Flecker, R.1, D. I. M. Macdonald2
(1) Bristol University, Bristol, United Kingdom
(2) Department of Geology & Petroleum Geology, University of Aberdeen, Aberdeen,
United Kingdom
ABSTRACT: Topographic Control on Distal Deltaic Sedimentation in a Structurally Active Setting: the Mio-Pliocene Delta of the Palaeo-Amur, Sakhalin, Russian Far East
Distinctive sands deposited in the Mio-Pliocene palaeo-Amur delta crop out continuously
across much of northern Sakhalin. Tens of kilometres to the south, several small
fault-bound basins on the pre-existing Mesozoic accretionary complex also contain
palaeo-Amur deposits. Palinspastic restoration of the strike-slip faults shows that these
basins once occupied a frontal position relative to the delta. The fill of these basins
comprises biosiliceous and clastic sediments, punctuated by subaerial unconformities.

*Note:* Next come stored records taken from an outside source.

PR #136, opened 2021-10-29
[protocol] Factor out massive amounts of boilerplate into a macro

mcy:
In the past, adding new boilerplate, or new protocol structs, has been quite painful. This CL addresses it by cutting down the per-struct declarations to the bare minimum, allowing us to have one central place (a macro) for all the boilerplate to live.

### DIFF
--- a/e2e/src/tests/device_queries.rs
+++ b/e2e/src/tests/device_queries.rs
@@ -85,7 +85,7 @@ fn device_id() {
     });
 
     let arena = BumpArena::new([0; 64]);
-    let resp = virt.send_local::<DeviceId, _>(DeviceIdRequest, &arena);
+    let resp = virt.send_local::<DeviceId, _>(DeviceIdRequest {}, &arena);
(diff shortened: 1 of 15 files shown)


src/protocol/template.rs
```diff
@@ -0,0 +1,170 @@
...
+                        $rsp_to
+                    }
+                }
+            )*
+        }
+        pub use generated::*;
+    }};
+
+    (@if () { $($t:tt)* } else { $($f:tt)* }) => {$($f)*};
+    (@if ($($nonempty:tt)+) { $($t:tt)* } else { $($f:tt)* }) => {$($t)*};
```
jrvanwhy, line 169: Perhaps rename `@if` to something else, like `@internal`? The overlap with the `if` keyword confused me.

mcy: `@internal if_nonempty` captures it more completely

jrvanwhy (approved):

PR #144, opened 2021-11-05
[serde] Continue cleaning up `serde` declarations

mcy:
This PR includes:
- Use of `Borrowed` to improve serde output, by enabling the use of hex strings.
- Tests for all extant parsers.
- Aggressive use of `#[serde(with)]` modules to cut down on annotation noise by a factor of 3 or 4 in some cases.


src/serde.rs
```diff
@@ -67,59 +74,261 @@ pub fn skip_if_true(b: &bool) -> bool {
...
+#[cfg(not(feature = "std"))]
+pub fn se_hexstring<S>(
+    bytes: &impl AsRef<[u8]>,
+    s: S,
+) -> Result<S::Ok, S::Error>
+where
+    S: Serializer,
+{
+    let bytes = bytes.as_ref();
+    // Due to a limitation in serde, we fall back to serializing just bytes
```
jrvanwhy, line 307: As someone who isn't very familiar with Serde, I find "a limitation in serde" very vague. Could you elaborate?

src/serde.rs
```diff
@@ -67,59 +74,261 @@ pub fn skip_if_true(b: &bool) -> bool {
...
-    })?;
-    Ok(lv.into_slice())
+    #[derive(serde::Serialize)]
+    #[serde(transparent)]
+    struct HexString<'a>(#[serde(serialize_with = "se_hexstring")] &'a [u8]);
+
+    s.collect_seq(bytes.iter().map(|b| HexString(b.as_ref())))
+}
+
+/// Like `se_hexstring` but fr use with `#[serde(with)]`.
```
jrvanwhy, line 328: "fr" -> "for"

src/serde.rs
mcy: Serde requires that, when serializing a string, the entire string is buffered a priori, rather than exposing a writer-like interface like it does with sequences. Hence, I would need to allocate a buffer twice as large as `bytes` to serialize it, and I obviously can't thread an arena into this function.

src/serde.rs
mcy: Done.

jrvanwhy (approved):

PR #146, opened 2021-11-09
[protocol] Start switching to `enumflags2`

mcy:
I'm a bit concerned with how fuzzing is grafted into this; it may be prudent to upgrade our libfuzzer, or try to get a patch into arbitrary-derive that adds a way of intercepting an Arbitrary definition into one of the fields...

### DIFF
--- a/src/protocol/template.rs
+++ b/src/protocol/template.rs
@@ -13,6 +13,7 @@ macro_rules! protocol_struct {
 
         const TYPE: $CommandType:ty = $TYPE:ident;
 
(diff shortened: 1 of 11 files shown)


src/protocol/template.rs
```diff
@@ -7,12 +7,14 @@
 
 macro_rules! protocol_struct {
     (
+
```
jrvanwhy, line 10: Was this newline intentional? It doesn't look intentional.

jrvanwhy (approved):

src/protocol/template.rs
mcy: It is not.

PR #42, opened 2022-11-24
Add test for OMETiffConverter.to_tiledb() supporting fileobj source

gsakkis:


gsakkis:
Rebased with https://github.com/TileDB-Inc/TileDB-BioImaging/pull/43

PR #44, opened 2022-11-29
Replace Levenshtein dependency

gsakkis:
Replace [Levenshtein](https://pypi.org/project/Levenshtein/) (GPL) with ~[edit-operation](https://pypi.org/project/edit-operation/)~ [pyeditdistance](https://pypi.org/project/pyeditdistance/) (MIT). 

Note: Unlike `Levenshtein` that can compare arbitrary sequences, `edit-operation` can compare only strings, so the `Transpose` API and related functions were adjusted accordingly.

### DIFF
--- a/tiledb/bioimg/converters/axes.py
+++ b/tiledb/bioimg/converters/axes.py
@@ -6,8 +6,8 @@ from dataclasses import dataclass
 from operator import itemgetter
 from typing import Iterable, Iterator, List, MutableSequence, Sequence, TypeVar
 
-import Levenshtein
 import numpy as np
+from edit_operation import levenshtein
 
 T = TypeVar("T")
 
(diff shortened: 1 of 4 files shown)


tiledb/bioimg/converters/axes.py
```diff
@@ -87,19 +85,19 @@ def transpose_array(a: np.ndarray, s: Sequence[T], t: Sequence[T]) -> np.ndarray
...
-    t = list(t)
+    sbuf = bytearray(s.encode())
+    tbuf = t.encode()
     transpositions = []
-    while s != t:
+    while sbuf != tbuf:
         weighted_transpositions = (
-            (Levenshtein.distance(transposition.transposed(s), t), transposition)
-            for transposition in gen_transpositions(n)
+            (levenshtein.distance(tr.transposed(sbuf).decode(), t), tr)
```
georgeSkoumas, line 96: Any gain in case we parallelize here?

georgeSkoumas (approved):

tiledb/bioimg/converters/axes.py
gsakkis: Haven't checked but it's not worth it, the compared strings are tiny (2-5 chars long) and `levenshtein.distance` is in C++/Cython so the whole `minimize_transpositions` call takes less than a msec.

PR #46, opened 2022-11-29
Replace openslide-python with tiffslide

gsakkis:
Swap [openslide-python](https://github.com/openslide/openslide-python) with [tiffslide](https://github.com/bayer-science-for-a-better-life/tiffslide), a drop-in replacement based on [tifffile](https://github.com/cgohlke/tifffile) instead of the [OpenSlide](https://openslide.org/) C library.

### DIFF
--- a/setup.py
+++ b/setup.py
@@ -1,7 +1,7 @@
 import setuptools
 
 zarr = ["ome-zarr"]
-openslide = ["openslide-python"]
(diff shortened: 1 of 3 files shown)


gsakkis:
Deferring for now since TiffSlide has not implemented support for all formats that openslide supports.

PR #48, opened 2022-12-07
Chunked ingestion

gsakkis:
Add initial support for ingestion of images in chunks to limit memory requirements.

The current API is minimal: an optional boolean `chunked` parameter in `ImageConverter.to_tiledb` that when true, each image level is read in chunks, where each chunk is a single tile region in TileDB. Later this may be extended to allow chunks larger than a single tile.

To enable chunked reading, the base `ImageReader` and all its subclasses have been extended:
- `level_image` now takes an optional `tile` parameter for reading a subregion of the image
- new `level_shape` method to return the shape of the image at the given level
- new `level_dtype` method to return the `dtype` of the image at the given level

Implementation notes:
- This PR allows chunked ingestion **only** if the original axes are preserved (either due to `preserve_axes=True` or because the original axes happens to be already in canonical order). A subsequent PR will lift this constraint. 
- The chunked read support for OME-Tiff requires `zarr` since [tifffile doesn't support random access directly](https://github.com/cgohlke/tifffile/issues/134).

### DIFF
--- a/tests/integration/converters/test_ome_tiff.py
+++ b/tests/integration/converters/test_ome_tiff.py
@@ -55,13 +55,21 @@ def test_ome_tiff_converter_different_dtypes(tmp_path):
         assert A.attr(0).dtype == np.uint16
 
 
-def test_tiledb_to_ome_tiff_rountrip(tmp_path):
+@pytest.mark.parametrize("preserve_axes", [False, True])
+@pytest.mark.parametrize("chunked", [False, True])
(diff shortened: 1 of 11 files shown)


georgeSkoumas (approved):
LGTM! 

Maybe the whole functionality in `tiles.py`,  could be removed (with the corresponding unit tests), because they are mainly one liners. Your call ;).

gsakkis:
Merged into #50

Facies and petrographic analysis suggests that the siliceous sediments are marine in
origin, but clastic derivation changed from coarse, local fluvial clastics to a Miocene
influx of fine-medium sand from the Amur. These data indicate that the palaeo-high was
affected by at least three major subsidence events from late Paleocene to end-Miocene
time.
Biosiliceous accumulation is normally interpreted as the result of high ocean productivity
in upwelling areas typically at a significant distance from a source of clastic sediment.
Here, however, the alternation of subaerial unconformities, fluvial sediments and marine
siliceous units suggests that the biosiliceous facies does not represent remote marine
deposition, but accumulation on near-shore palaeohighs. Interaction between deltaic
sedimentation and siliceous accumulation on these highs results in an unusual mixed facies
that appears to indicate distal deltaic deposition in moderate water depths. The
sedimentation on the distal, eastern fringe of the Mio-Pliocene palaeo-Amur delta on
Sakhalin seems therefore to have been controlled by syn-depositional deformation on active
dextral strike-slip faults. These conclusions are supported by analogy with deposits of
the same age in the San Joaqin Basin (California).
AAPG Search and Discovery Article #90026©2004 AAPG Annual Meeting, Dallas, Texas, April 18-21, 2004.